Wrapper to run existing nagios status check scripts through SignalFx agent which will play the role of NRPE or SNMP exec.

It will run the script set in command parameter and send the state of the check depending on the exit code of the command.

It is very similar to telegraf/exec monitor configured with dataFormat: nagios but:

  • it does not retrieve perfdata metrics, only the state of the script for alerting purpose.
  • it will override the state if exit code == 0 but output string starts with warn, crit or unkn (not case sensitive).

Also the main advantage and purpose of this monitor is to add more context to this status check state thougth SignalFx events. Indeed, in addition to the state metric, it will send an event which includes the output and the error caught from the command execution.
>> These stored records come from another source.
PR #2498, opened 2022-02-02
Do not round drectangle in rectangle transform

arrufat:
I was thinking that it makes more sense, if I pass a `drectangle` to the `rectangle_transform`, to get a `drectangle` whose coordinates have not been rounded. What do you think?

I noticed this with YOLO detectors, since I use `letterbox_image`, I need to transform the detections back to the original image space. I was surprised to see that all detections had integer coordinates for their bounding boxes.

### DIFF
--- a/dlib/geometry/point_transforms.h
+++ b/dlib/geometry/point_transforms.h
@@ -235,14 +235,15 @@ namespace dlib
             // the above box.
             double scale = std::sqrt(new_area/temp.area());
 
-            return centered_rect(center(temp), std::round(temp.width()*scale), std::round(temp.height()*scale));
+            return centered_drect(dcenter(temp), temp.width()*scale, temp.height()*scale);
         }
 
         rectangle operator() (
             const rectangle& r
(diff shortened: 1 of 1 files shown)


davisking:
Yeah this is how it should be.  I have no idea why I coded it the way it is right now.  I just looked over the git history for a while for a clue, since I obviously did it this way on purpose.  But I don't see why and I looked around the code base for a while.  This is definitely how it should be.  I'm having a moment of paranoia that there is some critical thing I'm not remembering but I'm fairly sure there isn't at this point.

Anyway, let's do it :)

arrufat:
Maybe if the user assigns the `drectangle` to a `rectangle` won't get the “proper” rounding, just a floor of the coordinates?

davisking:
> Maybe if the user assigns the `drectangle` to a `rectangle` won't get the “proper” rounding, just a floor of the coordinates?

Na, the conversion from `drectangle` to `rectangle` rounds, not floors.

PR #2660, opened 2022-09-02
Update Pybind11 to v2.10.0

arrufat:
I shamelessly stole @pfeatherstone's fix for the latest version of Pybind11 (v2.10.0) from #2636.
Let's see if the tests pass…


pfeatherstone:
I don't mind at all. Piecemeal PRs are better anyway. Shame Davis won't set minimum cmake version to 3.11. Then dlib could use FetchContent to pull in pybind rather than embed the source code. In fact, cmake could be really clever and if C++17 is detected, then use [nanobind](https://github.com/wjakob/nanobind) instead which is supposed to be a lot faster to compile and run.

davisking:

This should make the troubleshooting more efficient and allow the user to remain in SignalFx without to have to connect to the machine in case of anormal state to understand what is happening. It will also give the ability to create a dashboard similar to what nagios user are accustomed to.

Note: the last sent event is cached into memory to avoid sending the same event for each collection interval over and over but already sent event will be send again when you restart the agent erasing its cache. If your check always "normally" produces a different output for each run like the uptime check does so you can use the FilterStdOut: true parameter to ignore it in comparison.

Configuration

To activate this monitor in the Smart Agent, add the following to your agent config:

monitors:  # All monitor config goes under this key
 - type: nagios
   ...  # Additional config

For a list of monitor options that are common to all monitors, see Common Configuration.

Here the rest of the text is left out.